--- START ---
PR #938, opened 2017-12-01
config*: Dedent paragraphs that aren't a list entry

wking:
Like #936.  @Mashimiao pointed out that [there may be more instances of this][1], and this commit fixes all instances turned up with:

```console
$ git grep -B1 '^    [^ ]' | grep -A1 '[:-]\*\*'
```

[1]: https://github.com/opencontainers/runtime-spec/pull/934#discussion_r154246493


Mashimiao:
Uh....    I fixed them in #937

wking:
Ah good stuff.  I'll comment there.

PR #939, opened 2017-12-02
add definite limit for username mappings

Mashimiao:

### DIFF
--- a/config-linux.md
+++ b/config-linux.md
@@ -87,6 +87,7 @@ Each entry has the following structure:
 * **`size`** *(uint32, REQUIRED)* - is the number of ids to be mapped.
 
 The runtime SHOULD NOT modify the ownership of referenced filesystems to realize the mapping.
+The runtime MUST generate an error when user namespace mappings is specified, but a new user namespace is not specified to create.
 Note that the number of mapping entries MAY be limited by the [kernel][user-namespaces].
 
 ### Example


vbatts:
I suppose this is fine. Any assumptions on providing that mapping would be left to the runtime implementation, so the MUST here makes sense.
LGTM

config-linux.md
```diff
@@ -87,6 +87,7 @@ Each entry has the following structure:
 * **`size`** *(uint32, REQUIRED)* - is the number of ids to be mapped.
 
 The runtime SHOULD NOT modify the ownership of referenced filesystems to realize the mapping.
+The runtime MUST generate an error when user namespace mappings is specified, but a new user namespace is not specified to create.
```
wking: Should “generate an error” be a link, like we generally use now:

```console
$ git describe
v1.0.1-20-g4ad8e74
$ git grep 'generate an error]' config-linux.md
config-linux.md:    The runtime MUST [generate an error](runtime.md#errors) if `path` is not associated with a namespace of type `type`.
config-linux.md:If a `namespaces` field contains duplicated namespaces with same `type`, the runtime MUST [generate an error](runtime.md#errors).
config-linux.md:    If a [file][] already exists at `path` that does not match the requested device, the runtime MUST generate an error.
config-linux.md:Runtimes MAY consider certain `cgroupsPath` values to be invalid, and MUST generate an error if this is the case.
config-linux.md:    If no mounted `resctrl` pseudo-filesystem is available in the [runtime mount namespace](glossary.md#runtime-namespace), the runtime MUST [generate an error](runtime.md#errors).
```

wking: I'm also ok rewording this to be a config limitation, with something like:

> Configurations that set an ID mapping MUST have entry in `linux.namespaces` where `type` is `user` and `path` is unset.

That way runtimes can punt to the kernel, but folks who want to pre-check their config with runtime-tools (or other) validation can catch instances of this.

vbatts:
_house keeping:_ hrm. This is another conditional `MUST`, but it is a behavior I think is consistent with how runc and pals currently does. So rev'ing the spec version ought not be needed.
@opencontainers/runtime-spec-maintainers is this sufficient to add just this sentence? (i think it should be fine)

PR #941, opened 2017-12-06
config: add "umask" field to POSIX "user" section

cyphar:
Users may want to specify the umask(2) of the init process in a
container. This value is identical in semantics to POSIX. This is in
order to allow usage of an OCI container for a service which normally
only inherits the umask given to it.

See-also: https://github.com/opencontainers/runc/issues/1650
Requested-by: @leberknecht

### DIFF
--- a/config.md
+++ b/config.md
@@ -217,6 +217,7 @@ For POSIX platforms the `user` structure has the following fields:
 
 * **`uid`** (int, REQUIRED) specifies the user ID in the [container namespace](glossary.md#container-namespace).
 * **`gid`** (int, REQUIRED) specifies the group ID in the [container namespace](glossary.md#container-namespace).
+* **`umask`** (int, OPTIONAL) specifies the [umask][umask_2] of the user. If unspecified, the umask should not be changed from the calling process' umask.
 * **`additionalGids`** (array of ints, OPTIONAL) specifies additional group IDs in the [container namespace](glossary.md#container-namespace) to be added to the process.
 
 _Note: symbolic name for uid and gid, such as uname and gname respectively, are left to upper levels to derive (i.e. `/etc/passwd` parsing, NSS, etc)_
@@ -233,6 +234,7 @@ _Note: symbolic name for uid and gid, such as uname and gname respectively, are 
     "user": {
         "uid": 1,
         "gid": 1,
+        "umask": 63,
         "additionalGids": [5, 6]
     },
     "env": [
@@ -291,6 +293,7 @@ _Note: symbolic name for uid and gid, such as uname and gname respectively, are 
     "user": {
         "uid": 1,
         "gid": 1,
+        "umask": 7,
         "additionalGids": [2, 8]
     },
     "env": [
@@ -843,6 +846,7 @@ Here is a full example `config.json` for reference.
 [selinux]:http://selinuxproject.org/page/Main_Page
 [no-new-privs]: https://www.kernel.org/doc/Documentation/prctl/no_new_privs.txt
 [proc_2]: https://www.kernel.org/doc/Documentation/filesystems/proc.txt
+[umask.2]: http://pubs.opengroup.org/onlinepubs/009695399/functions/umask.html
 [semver-v2.0.0]: http://semver.org/spec/v2.0.0.html
 [ieee-1003.1-2008-xbd-c8.1]: http://pubs.opengroup.org/onlinepubs/9699919799/basedefs/V1_chap08.html#tag_08_01
 [ieee-1003.1-2008-functions-exec]: http://pubs.opengroup.org/onlinepubs/9699919799/functions/exec.html
--- a/schema/defs.json
+++ b/schema/defs.json
@@ -60,6 +60,9 @@
         "GID": {
             "$ref": "#/definitions/uint32"
         },
+		"Umask": {
+            "$ref": "#/definitions/uint32"
+		},
         "ArrayOfGIDs": {
             "type": "array",
             "items": {
--- a/specs-go/config.go
+++ b/specs-go/config.go
@@ -85,6 +85,8 @@ type User struct {
 	UID uint32 `json:"uid" platform:"linux,solaris"`
 	// GID is the group id.
 	GID uint32 `json:"gid" platform:"linux,solaris"`
+	// Umask is the umask for the init process.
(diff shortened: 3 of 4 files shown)


crosbymichael:
When do you plan to set this during init? Right before exec or when the rootfs is being setup like the existing umask settings?

config.md
```diff
@@ -217,6 +217,7 @@ For POSIX platforms the `user` structure has the following fields:
 
 * **`uid`** (int, REQUIRED) specifies the user ID in the [container namespace](glossary.md#container-namespace).
 * **`gid`** (int, REQUIRED) specifies the group ID in the [container namespace](glossary.md#container-namespace).
+* **`umask`** (int, OPTIONAL) specifies the [umask][umask_2] of the user. If unspecified, the umask should not be changed from the calling process' umask.
```
wking: nit: the possessive of “process” is “process's”, see us [here][1] and the Linux man pages [here][2].

nit: the “If unspecified…” sentence should [go on its own line][3].

[1]: https://github.com/opencontainers/runtime-spec/blame/v1.0.1/config.md#L149
[2]: https://git.kernel.org/pub/scm/docs/man-pages/man-pages.git/commit/?id=a5a3e91bf97f08652849367eeef112813dceb809
[3]: https://github.com/opencontainers/runtime-spec/blob/v1.0.1/style.md#one-sentence-per-line

schema/defs.json
```diff
@@ -60,6 +60,9 @@
         "GID": {
             "$ref": "#/definitions/uint32"
         },
+		"Umask": {
```
wking: The indent here is a bit strange.  You can automatically format these files by running `make fmt` in the `schema` directory.

wking:
> When do you plan to set this during init? Right before exec or when the rootfs is being setup…

The way [the spec reads now][1] (#700), runtimes will be able to chose either of those as they see fit.

[1]: https://github.com/opencontainers/runtime-spec/blame/v1.0.1/runtime.md#L105

config.md
```diff
@@ -843,6 +846,7 @@ Here is a full example `config.json` for reference.
 [selinux]:http://selinuxproject.org/page/Main_Page
 [no-new-privs]: https://www.kernel.org/doc/Documentation/prctl/no_new_privs.txt
 [proc_2]: https://www.kernel.org/doc/Documentation/filesystems/proc.txt
+[umask.2]: http://pubs.opengroup.org/onlinepubs/009695399/functions/umask.html
```
wking: nit: POSIX functions should go be in section 3 (or 3p), so `umask.2` should be `umask.3`.  `umask.2` would be [the Linux kernel docs for `umask`][1].

nit: you're linking to the 2004 edition of POSIX.  I'd rather stay consistent with our other links and use [the 2016 edition][2] (#858).

[1]: http://man7.org/linux/man-pages/man2/umask.2.html
[2]: http://pubs.opengroup.org/onlinepubs/9699919799/functions/umask.html

specs-go/config.go
```diff
@@ -85,6 +85,8 @@ type User struct {
 	UID uint32 `json:"uid" platform:"linux,solaris"`
 	// GID is the group id.
 	GID uint32 `json:"gid" platform:"linux,solaris"`
+	// Umask is the umask for the init process.
+	Umask uint32 `json:"umask,omitempty" platform:"linux,solaris"`
```
wking: Zero is a valid umask (it means “leave the permissions entirely up to the process itself”), so I think we need a pointer here.

cyphar:
@crosbymichael In `runc` I would want to do this right before exec because it refers to the container process, no? But maybe there's an argument for it to be done earlier -- I'm not sure?

vbatts:
@cyphar @crosbymichael I interpret this as being set right before exec. Perhaps that could be clearer.

wking:
On Wed, Apr 04, 2018 at 03:08:23PM -0700, Vincent Batts wrote:
> @cyphar @crosbymichael I interpret this as being set right before
> exec. Perhaps that could be clearer.

If you want that interpretation to be portable across compliant
runtimes, I think you'd want to land wording to that effect around
[1], with something like:

  Runtimes MUST NOT apply process.user.umask as part of creation; that
  property is only applied during [start](#start).

[1]: https://github.com/opencontainers/runtime-spec/blame/v1.0.1/runtime.md#L103

stain:
As this is still pending approval since April - what needs to be done to progress this PR?

leberknecht:
Anything we can do here?

config.md
```diff
@@ -233,6 +234,7 @@ _Note: symbolic name for uid and gid, such as uname and gname respectively, are
     "user": {
         "uid": 1,
         "gid": 1,
+        "umask": 63,
```
vbatts: i get that they're just ints, but i wish octals were a viewable in json, and 077 wouldn't be 77

vbatts:
> When do you plan to set this during init? Right before exec or when the rootfs is being setup like the existing umask settings?

I would see this as right before exec. What would you're hopes be?

cyphar:
I think right before exec would be most reasonable, since it's a setting about the container and not about configuring devices and others such things. Generally most `config.json` options aren't meant to impact internal runtime setup (except in cases where it can't be avoided like cgroups).

rhatdan:
This has come up again in a request for Podman.  Is there anything we could do to move this forward?

giuseppe:
> @crosbymichael In `runc` I would want to do this right before exec because it refers to the container process, no? But maybe there's an argument for it to be done earlier -- I'm not sure?

doing it just before exec seems like the correct thing to me.  Currently runc does it in `finalizeRootfs` (https://github.com/opencontainers/runc/blob/master/libcontainer/rootfs_linux.go#L151).  The umask inside the container is always set to `022`

crosbymichael:
LGTM

leberknecht:
@caniszczyk @dqminh @hqhq @mrunalp @philips @tianon @vbatts @vishh
sorry for spamming, but can someone please do the required second review here? :)

caniszczyk:
RFC @opencontainers/runtime-spec-maintainers

tianon:
I think @wking's comments look to be relevant and should be addressed (especially the inconsistent formatting).  It also seems like a good idea IMO to clarify when this is expected to be applied, per @crosbymichael's comments.

vbatts:
LGTM
And as this is `OPTIONAL` it is a non-breaking, forward compatible feature.

PR #943, opened 2017-12-07
meeting: Bump January meeting from the 3rd to the 10th

wking:
Catching up with:

On Thu, Dec 07, 2017 at 09:14:32AM -0600, @caniszczyk [wrote][1]:
> btw, I bumped the January meeting a week later due to the holidays, that should solve issues and updated the calendar invite

I've used [`RDATE`][2] to add the new date and [`EXDATE`][3] to remove the old date.  The ICS was validated [here][4].

[1]: https://groups.google.com/a/opencontainers.org/d/msg/dev/FzclHQsMH_c/QKJMybRkBAAJ
[2]: https://tools.ietf.org/html/rfc5545#section-3.8.5.2
[3]: https://tools.ietf.org/html/rfc5545#section-3.8.5.1


philips:
LGTM

wking:
There's not all that much point in merging the January bump now, although we may still want this PR for the “which are usually” wiggle.

vbatts:
LGTM

PR #945, opened 2018-01-05
schema: Completely drop our JSON Schema 'id' properties

wking:
We're using [JSON Schema draft-04][1], as [declared][1.5] by our [`$schema` properties][2].  In draft-04, the `id` keyword alters the resolution scope.  But our current `$ref` values use [JSON Pointers][4] with relative references like `defs-linux.json#/definitions/Device` that ignore the `id`s.

By draft-07, `id` has become `$id`, and [the docs say][5]:

> The root schema of a JSON Schema document SHOULD contain an "$id" keyword with a URI (containing a scheme).

But since xeipuuv/gojsonschema@83a7f6369d5, including any URI that cannot be retrieved generates an error:

```console
$ ./validate config-schema.json test/config/good/minimal.json
Could not read schema from HTTP, response status is 404 Not Found
```

While a root `id` entry would be nice, we don't currently host these anywhere with a useful URI.  We could use GitHub links like [this][7], but then testing pull requests would be difficult.

By draft-07, the purpose of internal `$id` entries is clearly [explained][5]:

> Providing a plain name fragment enables a subschema to be relocated within a schema without requiring that JSON Pointer references are updated.

We don't need that, because we control all the references.  In the infrequent event of a subschema move, we can update the consuming references in the same commit.

The draft-07 `$ref` docs also explain that `$ref` targets [may be URNs][8]:

> The URI is not a network locator, only an identifier.  A schema need not be downloadable from the address if it is a network-addressable URL, and implementations SHOULD NOT assume they should perform a network operation when they encounter a network-addressable URI.

I haven't found analogous wording for `$id`, but it's possible that gojsonschema is being overly agressive with its attempted retrievals.

This commit removes all of our `id` entries.  The resulting JSON Schema is valid (regardless of where you host it) and does not generate the 404s.

If/when we merge/release this it should address opencontainers/runc#1680.

[1]: https://tools.ietf.org/html/draft-zyp-json-schema-04#section-7.2
[1.5]: https://github.com/opencontainers/runtime-spec/blob/v1.0.1/schema/config-schema.json#L3
[2]: https://tools.ietf.org/html/draft-zyp-json-schema-04#section-6
[3]: https://tools.ietf.org/html/draft-ietf-appsawg-json-pointer-07
[4]: https://tools.ietf.org/html/rfc6901
[5]: https://tools.ietf.org/html/draft-handrews-json-schema-00#section-9.2
[6]: https://github.com/xeipuuv/gojsonschema/commit/83a7f6369d552cba07cdeea7dc622f1161a07deb
[7]: https://raw.githubusercontent.com/opencontainers/runtime-spec/v1.0.1/schema/config-schema.json
[8]: https://tools.ietf.org/html/draft-handrews-json-schema-00#section-8

### DIFF
--- a/schema/config-linux.json
+++ b/schema/config-linux.json
@@ -1,32 +1,27 @@
 {
     "linux": {
         "description": "Linux platform-specific configurations",
-        "id": "https://opencontainers.org/schema/bundle/linux",
         "type": "object",
         "properties": {
             "devices": {
-                "id": "https://opencontainers.org/schema/bundle/linux/devices",
                 "type": "array",
                 "items": {
                     "$ref": "defs-linux.json#/definitions/Device"
                 }
             },
             "uidMappings": {
-                "id": "https://opencontainers.org/schema/bundle/linux/uidMappings",
                 "type": "array",
                 "items": {
                     "$ref": "defs.json#/definitions/IDMapping"
                 }
             },
             "gidMappings": {
-                "id": "https://opencontainers.org/schema/bundle/linux/gidMappings",
                 "type": "array",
--- END ---
§ EXERCISE GOAL
What are the lines, exactly as written above, from the line with "only inherits the umask given to it." to the line with "to the process.", both included? Output only those.

§ TASK RESULT
only inherits the umask given to it.

See-also: https://github.com/opencontainers/runc/issues/1650
Requested-by: @leberknecht

### DIFF
--- a/config.md
+++ b/config.md
@@ -217,6 +217,7 @@ For POSIX platforms the `user` structure has the following fields:
 
 * **`uid`** (int, REQUIRED) specifies the user ID in the [container namespace](glossary.md#container-namespace).
 * **`gid`** (int, REQUIRED) specifies the group ID in the [container namespace](glossary.md#container-namespace).
+* **`umask`** (int, OPTIONAL) specifies the [umask][umask_2] of the user. If unspecified, the umask should not be changed from the calling process' umask.
 * **`additionalGids`** (array of ints, OPTIONAL) specifies additional group IDs in the [container namespace](glossary.md#container-namespace) to be added to the process.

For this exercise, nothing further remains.